Work required:
Reproduce every entry exactly as written.

Given entries:

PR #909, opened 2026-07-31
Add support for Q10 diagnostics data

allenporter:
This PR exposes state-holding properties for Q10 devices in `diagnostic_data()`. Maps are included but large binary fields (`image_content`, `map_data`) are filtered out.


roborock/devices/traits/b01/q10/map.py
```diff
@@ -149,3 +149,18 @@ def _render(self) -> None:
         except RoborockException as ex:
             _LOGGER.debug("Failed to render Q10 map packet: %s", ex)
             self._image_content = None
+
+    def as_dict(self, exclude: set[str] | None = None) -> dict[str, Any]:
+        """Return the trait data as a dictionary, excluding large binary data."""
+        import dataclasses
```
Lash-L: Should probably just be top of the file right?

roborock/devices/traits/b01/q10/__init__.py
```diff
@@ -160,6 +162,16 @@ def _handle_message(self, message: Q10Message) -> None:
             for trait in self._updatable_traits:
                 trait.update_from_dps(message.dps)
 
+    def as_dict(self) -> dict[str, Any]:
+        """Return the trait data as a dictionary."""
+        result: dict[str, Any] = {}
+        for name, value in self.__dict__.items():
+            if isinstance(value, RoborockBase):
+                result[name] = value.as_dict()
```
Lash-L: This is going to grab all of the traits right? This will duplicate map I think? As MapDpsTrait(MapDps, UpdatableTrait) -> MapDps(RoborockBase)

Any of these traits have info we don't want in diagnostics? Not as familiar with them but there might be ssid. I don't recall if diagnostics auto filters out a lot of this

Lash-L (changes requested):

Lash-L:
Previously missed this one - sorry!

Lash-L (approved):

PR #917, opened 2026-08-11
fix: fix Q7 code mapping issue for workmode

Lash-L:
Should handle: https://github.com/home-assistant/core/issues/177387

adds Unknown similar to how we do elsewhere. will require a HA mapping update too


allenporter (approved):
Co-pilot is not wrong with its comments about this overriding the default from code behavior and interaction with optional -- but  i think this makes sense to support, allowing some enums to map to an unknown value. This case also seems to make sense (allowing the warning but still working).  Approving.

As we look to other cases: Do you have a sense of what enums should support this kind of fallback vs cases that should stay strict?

Answer for the task:
PR #909, opened 2026-07-31
Add support for Q10 diagnostics data

allenporter:
This PR exposes state-holding properties for Q10 devices in `diagnostic_data()`. Maps are included but large binary fields (`image_content`, `map_data`) are filtered out.


roborock/devices/traits/b01/q10/map.py
```diff
@@ -149,3 +149,18 @@ def _render(self) -> None:
         except RoborockException as ex:
             _LOGGER.debug("Failed to render Q10 map packet: %s", ex)
             self._image_content = None
+
+    def as_dict(self, exclude: set[str] | None = None) -> dict[str, Any]:
+        """Return the trait data as a dictionary, excluding large binary data."""
+        import dataclasses
```
Lash-L: Should probably just be top of the file right?

roborock/devices/traits/b01/q10/__init__.py
```diff
@@ -160,6 +162,16 @@ def _handle_message(self, message: Q10Message) -> None:
             for trait in self._updatable_traits:
                 trait.update_from_dps(message.dps)
 
+    def as_dict(self) -> dict[str, Any]:
+        """Return the trait data as a dictionary."""
+        result: dict[str, Any] = {}
+        for name, value in self.__dict__.items():
+            if isinstance(value, RoborockBase):
+                result[name] = value.as_dict()
```
Lash-L: This is going to grab all of the traits right? This will duplicate map I think? As MapDpsTrait(MapDps, UpdatableTrait) -> MapDps(RoborockBase)

Any of these traits have info we don't want in diagnostics? Not as familiar with them but there might be ssid. I don't recall if diagnostics auto filters out a lot of this

Lash-L (changes requested):

Lash-L:
Previously missed this one - sorry!

Lash-L (approved):

PR #917, opened 2026-08-11
fix: fix Q7 code mapping issue for workmode

Lash-L:
Should handle: https://github.com/home-assistant/core/issues/177387

adds Unknown similar to how we do elsewhere. will require a HA mapping update too


allenporter (approved):
Co-pilot is not wrong with its comments about this overriding the default from code behavior and interaction with optional -- but  i think this makes sense to support, allowing some enums to map to an unknown value. This case also seems to make sense (allowing the warning but still working).  Approving.

As we look to other cases: Do you have a sense of what enums should support this kind of fallback vs cases that should stay strict?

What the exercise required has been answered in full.